(Your task)
The data below holds the lines to copy: everything from the line containing "PR #4497, opened 2020-02-17" to the line containing "This change allows", both ends included, set down exactly.
(Dataset)
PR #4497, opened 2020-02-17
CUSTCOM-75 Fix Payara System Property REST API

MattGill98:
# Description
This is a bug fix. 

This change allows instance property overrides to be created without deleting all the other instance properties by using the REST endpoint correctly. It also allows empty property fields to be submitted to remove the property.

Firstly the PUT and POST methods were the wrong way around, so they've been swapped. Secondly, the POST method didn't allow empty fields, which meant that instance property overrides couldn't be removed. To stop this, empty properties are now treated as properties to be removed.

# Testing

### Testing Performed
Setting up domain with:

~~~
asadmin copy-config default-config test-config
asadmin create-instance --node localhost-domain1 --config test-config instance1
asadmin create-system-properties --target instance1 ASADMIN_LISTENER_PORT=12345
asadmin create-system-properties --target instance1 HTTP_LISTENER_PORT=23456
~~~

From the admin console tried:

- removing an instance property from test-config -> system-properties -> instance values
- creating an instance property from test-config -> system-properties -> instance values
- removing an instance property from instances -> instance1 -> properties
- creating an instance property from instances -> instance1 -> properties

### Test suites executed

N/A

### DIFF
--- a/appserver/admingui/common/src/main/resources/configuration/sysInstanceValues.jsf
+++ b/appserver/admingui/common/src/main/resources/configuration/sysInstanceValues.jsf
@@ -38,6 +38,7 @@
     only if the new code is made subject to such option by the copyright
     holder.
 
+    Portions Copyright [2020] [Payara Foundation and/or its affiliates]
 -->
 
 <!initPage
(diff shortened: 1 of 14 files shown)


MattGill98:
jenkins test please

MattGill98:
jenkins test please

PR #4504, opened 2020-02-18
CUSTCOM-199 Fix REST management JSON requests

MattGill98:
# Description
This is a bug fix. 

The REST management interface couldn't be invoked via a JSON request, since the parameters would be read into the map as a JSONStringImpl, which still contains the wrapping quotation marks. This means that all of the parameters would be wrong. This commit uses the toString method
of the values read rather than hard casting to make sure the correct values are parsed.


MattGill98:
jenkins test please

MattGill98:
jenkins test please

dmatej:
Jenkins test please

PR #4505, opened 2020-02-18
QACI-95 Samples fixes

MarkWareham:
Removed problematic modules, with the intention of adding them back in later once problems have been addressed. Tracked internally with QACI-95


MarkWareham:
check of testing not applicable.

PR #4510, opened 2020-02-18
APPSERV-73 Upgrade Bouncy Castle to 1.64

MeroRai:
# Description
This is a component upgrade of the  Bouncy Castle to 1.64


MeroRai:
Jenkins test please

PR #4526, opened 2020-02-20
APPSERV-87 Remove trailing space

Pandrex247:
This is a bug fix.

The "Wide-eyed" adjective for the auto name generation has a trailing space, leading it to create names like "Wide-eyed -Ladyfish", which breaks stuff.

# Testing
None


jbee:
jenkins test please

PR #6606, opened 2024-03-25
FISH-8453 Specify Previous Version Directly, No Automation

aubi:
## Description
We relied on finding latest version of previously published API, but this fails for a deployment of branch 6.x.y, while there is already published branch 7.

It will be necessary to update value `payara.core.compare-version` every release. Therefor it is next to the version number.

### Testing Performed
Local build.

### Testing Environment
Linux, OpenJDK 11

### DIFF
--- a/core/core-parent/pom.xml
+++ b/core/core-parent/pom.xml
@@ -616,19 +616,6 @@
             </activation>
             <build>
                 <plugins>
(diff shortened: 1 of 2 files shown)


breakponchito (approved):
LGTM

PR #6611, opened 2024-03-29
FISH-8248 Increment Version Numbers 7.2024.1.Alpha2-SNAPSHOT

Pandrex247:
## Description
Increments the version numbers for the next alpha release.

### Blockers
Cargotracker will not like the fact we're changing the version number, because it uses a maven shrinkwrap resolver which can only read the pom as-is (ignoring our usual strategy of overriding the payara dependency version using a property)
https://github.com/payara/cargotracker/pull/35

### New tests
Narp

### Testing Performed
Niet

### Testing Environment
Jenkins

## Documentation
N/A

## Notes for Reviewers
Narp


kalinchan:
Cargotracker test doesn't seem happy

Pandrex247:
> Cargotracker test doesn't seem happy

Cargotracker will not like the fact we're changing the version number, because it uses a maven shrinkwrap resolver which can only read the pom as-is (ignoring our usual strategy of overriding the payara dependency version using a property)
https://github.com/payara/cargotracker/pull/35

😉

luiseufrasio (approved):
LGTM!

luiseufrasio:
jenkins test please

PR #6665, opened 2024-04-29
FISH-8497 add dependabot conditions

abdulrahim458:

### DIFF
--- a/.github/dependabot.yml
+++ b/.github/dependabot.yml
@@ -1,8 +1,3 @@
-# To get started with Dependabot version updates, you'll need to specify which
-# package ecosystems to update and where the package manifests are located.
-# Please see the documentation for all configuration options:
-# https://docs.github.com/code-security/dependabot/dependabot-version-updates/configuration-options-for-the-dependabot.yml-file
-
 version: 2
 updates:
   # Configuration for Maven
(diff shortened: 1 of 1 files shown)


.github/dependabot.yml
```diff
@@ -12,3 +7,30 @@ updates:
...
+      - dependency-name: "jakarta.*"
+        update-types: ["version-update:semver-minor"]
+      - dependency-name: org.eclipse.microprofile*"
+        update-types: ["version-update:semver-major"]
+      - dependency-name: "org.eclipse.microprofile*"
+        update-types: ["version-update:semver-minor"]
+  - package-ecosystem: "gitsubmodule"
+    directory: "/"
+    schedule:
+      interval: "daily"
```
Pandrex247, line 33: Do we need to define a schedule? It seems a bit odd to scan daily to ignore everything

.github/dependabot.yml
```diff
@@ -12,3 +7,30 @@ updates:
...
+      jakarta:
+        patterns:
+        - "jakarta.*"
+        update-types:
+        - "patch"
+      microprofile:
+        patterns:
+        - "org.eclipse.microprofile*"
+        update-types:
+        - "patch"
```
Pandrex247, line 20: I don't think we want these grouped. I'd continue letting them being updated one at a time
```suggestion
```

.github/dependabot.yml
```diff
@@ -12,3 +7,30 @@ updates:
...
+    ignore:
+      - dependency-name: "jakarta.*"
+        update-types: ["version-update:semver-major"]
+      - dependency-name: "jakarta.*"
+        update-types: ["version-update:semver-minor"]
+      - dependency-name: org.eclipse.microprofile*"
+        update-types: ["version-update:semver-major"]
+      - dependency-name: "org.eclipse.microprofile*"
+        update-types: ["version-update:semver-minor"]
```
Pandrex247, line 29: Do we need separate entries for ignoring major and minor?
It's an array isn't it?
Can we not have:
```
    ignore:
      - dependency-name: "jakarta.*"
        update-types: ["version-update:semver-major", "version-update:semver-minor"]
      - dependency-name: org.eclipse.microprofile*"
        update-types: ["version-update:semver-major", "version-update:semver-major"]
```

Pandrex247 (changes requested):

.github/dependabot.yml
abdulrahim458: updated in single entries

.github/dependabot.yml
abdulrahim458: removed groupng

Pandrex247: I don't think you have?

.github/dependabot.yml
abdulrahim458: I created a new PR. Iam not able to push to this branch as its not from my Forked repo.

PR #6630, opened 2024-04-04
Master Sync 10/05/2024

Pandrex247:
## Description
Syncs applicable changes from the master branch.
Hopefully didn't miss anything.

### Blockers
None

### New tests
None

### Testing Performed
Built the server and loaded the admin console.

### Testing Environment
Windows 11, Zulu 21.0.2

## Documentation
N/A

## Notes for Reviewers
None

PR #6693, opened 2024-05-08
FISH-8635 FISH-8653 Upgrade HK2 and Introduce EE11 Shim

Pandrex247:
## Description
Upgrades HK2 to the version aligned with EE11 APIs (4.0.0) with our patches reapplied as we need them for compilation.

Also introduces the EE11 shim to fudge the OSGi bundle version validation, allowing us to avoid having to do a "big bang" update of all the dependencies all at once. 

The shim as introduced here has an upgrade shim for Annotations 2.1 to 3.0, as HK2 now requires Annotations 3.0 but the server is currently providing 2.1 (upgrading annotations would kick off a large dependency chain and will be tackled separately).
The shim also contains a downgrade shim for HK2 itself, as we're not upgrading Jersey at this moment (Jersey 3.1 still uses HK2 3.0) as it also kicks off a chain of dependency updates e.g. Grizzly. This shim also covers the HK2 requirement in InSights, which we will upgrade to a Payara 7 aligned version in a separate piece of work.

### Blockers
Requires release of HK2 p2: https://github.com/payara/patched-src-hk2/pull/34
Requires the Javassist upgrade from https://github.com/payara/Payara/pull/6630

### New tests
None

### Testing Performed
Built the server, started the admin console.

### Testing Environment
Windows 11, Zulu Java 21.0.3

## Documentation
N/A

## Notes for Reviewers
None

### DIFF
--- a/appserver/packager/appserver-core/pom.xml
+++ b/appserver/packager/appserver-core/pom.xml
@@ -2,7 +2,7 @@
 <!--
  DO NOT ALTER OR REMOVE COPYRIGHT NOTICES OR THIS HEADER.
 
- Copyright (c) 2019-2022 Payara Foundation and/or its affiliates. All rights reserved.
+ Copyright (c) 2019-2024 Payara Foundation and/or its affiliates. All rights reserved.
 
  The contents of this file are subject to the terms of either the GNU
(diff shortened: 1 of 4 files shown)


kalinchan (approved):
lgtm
(End Dataset)
(Dataset)
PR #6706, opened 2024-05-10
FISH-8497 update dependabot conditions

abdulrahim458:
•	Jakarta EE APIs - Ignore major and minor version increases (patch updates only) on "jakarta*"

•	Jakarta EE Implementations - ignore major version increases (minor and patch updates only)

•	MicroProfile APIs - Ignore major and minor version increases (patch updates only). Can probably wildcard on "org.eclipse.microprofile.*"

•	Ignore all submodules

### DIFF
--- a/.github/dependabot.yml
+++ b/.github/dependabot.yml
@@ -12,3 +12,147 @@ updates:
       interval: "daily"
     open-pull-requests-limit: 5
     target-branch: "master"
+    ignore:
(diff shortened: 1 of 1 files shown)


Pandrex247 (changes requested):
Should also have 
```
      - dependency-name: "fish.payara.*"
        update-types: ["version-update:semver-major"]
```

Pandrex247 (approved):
(End Dataset)
(Dataset)
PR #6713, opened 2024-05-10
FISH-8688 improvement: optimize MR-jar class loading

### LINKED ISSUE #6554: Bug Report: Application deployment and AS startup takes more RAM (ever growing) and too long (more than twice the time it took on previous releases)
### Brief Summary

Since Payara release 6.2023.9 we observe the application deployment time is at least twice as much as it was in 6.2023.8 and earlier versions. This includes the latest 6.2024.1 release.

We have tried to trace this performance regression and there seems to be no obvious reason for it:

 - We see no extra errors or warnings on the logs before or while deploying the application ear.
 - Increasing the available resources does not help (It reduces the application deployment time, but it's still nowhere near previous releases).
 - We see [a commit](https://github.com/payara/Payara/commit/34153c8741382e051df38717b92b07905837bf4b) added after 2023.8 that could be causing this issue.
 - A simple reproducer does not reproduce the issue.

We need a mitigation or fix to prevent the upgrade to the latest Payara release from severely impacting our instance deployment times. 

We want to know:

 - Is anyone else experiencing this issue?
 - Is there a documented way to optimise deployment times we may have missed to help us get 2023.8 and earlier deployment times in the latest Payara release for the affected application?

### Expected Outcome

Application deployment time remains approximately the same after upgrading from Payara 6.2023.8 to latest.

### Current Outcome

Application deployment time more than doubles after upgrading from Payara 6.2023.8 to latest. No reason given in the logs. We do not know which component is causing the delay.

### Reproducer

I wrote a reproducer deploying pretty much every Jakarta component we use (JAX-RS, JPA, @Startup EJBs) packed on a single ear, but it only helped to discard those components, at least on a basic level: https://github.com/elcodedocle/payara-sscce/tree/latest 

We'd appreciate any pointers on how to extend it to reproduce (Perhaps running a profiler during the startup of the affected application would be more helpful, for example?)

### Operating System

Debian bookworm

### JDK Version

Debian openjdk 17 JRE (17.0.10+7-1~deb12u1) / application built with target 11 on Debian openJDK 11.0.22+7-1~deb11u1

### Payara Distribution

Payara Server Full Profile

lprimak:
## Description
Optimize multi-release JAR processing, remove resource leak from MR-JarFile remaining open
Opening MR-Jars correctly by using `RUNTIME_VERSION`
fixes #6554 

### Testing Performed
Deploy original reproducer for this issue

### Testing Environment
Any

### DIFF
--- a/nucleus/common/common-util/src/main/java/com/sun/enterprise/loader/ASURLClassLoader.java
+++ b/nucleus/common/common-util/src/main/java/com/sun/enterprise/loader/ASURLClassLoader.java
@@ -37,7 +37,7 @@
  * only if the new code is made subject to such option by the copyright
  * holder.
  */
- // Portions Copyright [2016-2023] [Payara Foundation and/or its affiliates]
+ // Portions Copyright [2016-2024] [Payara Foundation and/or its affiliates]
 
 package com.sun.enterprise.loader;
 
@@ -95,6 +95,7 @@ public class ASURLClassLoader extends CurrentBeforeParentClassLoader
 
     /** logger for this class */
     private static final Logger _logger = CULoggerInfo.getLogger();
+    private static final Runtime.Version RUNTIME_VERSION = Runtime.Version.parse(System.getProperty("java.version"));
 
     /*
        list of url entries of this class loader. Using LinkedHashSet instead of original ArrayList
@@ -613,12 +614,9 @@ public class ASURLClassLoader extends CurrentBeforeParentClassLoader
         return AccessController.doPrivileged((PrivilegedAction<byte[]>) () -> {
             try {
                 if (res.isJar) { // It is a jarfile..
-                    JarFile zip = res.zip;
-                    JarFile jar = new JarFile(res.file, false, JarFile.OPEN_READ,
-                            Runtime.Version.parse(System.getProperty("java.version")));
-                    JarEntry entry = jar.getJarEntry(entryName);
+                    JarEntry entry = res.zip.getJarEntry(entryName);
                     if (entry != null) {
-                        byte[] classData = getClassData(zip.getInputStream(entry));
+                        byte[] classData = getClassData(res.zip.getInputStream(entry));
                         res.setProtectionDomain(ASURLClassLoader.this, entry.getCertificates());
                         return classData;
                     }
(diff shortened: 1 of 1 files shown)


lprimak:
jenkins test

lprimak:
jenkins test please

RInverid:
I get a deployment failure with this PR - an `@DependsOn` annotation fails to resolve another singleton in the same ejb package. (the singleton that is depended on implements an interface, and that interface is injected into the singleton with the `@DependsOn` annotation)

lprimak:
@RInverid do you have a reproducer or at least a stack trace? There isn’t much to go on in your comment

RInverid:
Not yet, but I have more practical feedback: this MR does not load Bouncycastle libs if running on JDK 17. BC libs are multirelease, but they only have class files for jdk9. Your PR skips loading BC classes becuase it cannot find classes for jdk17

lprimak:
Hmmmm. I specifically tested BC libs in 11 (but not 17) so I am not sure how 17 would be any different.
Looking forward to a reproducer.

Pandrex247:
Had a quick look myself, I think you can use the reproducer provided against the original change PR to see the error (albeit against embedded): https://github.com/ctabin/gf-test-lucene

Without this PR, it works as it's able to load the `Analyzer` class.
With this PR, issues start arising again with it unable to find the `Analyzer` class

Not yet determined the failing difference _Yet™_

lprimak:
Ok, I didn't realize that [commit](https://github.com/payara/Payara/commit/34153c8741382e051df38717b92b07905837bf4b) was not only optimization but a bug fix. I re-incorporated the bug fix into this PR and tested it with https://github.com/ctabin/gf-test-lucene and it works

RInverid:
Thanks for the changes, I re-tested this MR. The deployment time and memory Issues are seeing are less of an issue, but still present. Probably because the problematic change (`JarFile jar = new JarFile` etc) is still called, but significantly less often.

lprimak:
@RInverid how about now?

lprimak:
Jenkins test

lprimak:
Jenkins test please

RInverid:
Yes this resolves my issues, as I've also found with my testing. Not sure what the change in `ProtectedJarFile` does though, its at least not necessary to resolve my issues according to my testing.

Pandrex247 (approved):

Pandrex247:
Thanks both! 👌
(End Dataset)
(Task answer)
PR #4497, opened 2020-02-17
CUSTCOM-75 Fix Payara System Property REST API

MattGill98:
# Description
This is a bug fix. 

This change allows instance property overrides to be created without deleting all the other instance properties by using the REST endpoint correctly. It also allows empty property fields to be submitted to remove the property.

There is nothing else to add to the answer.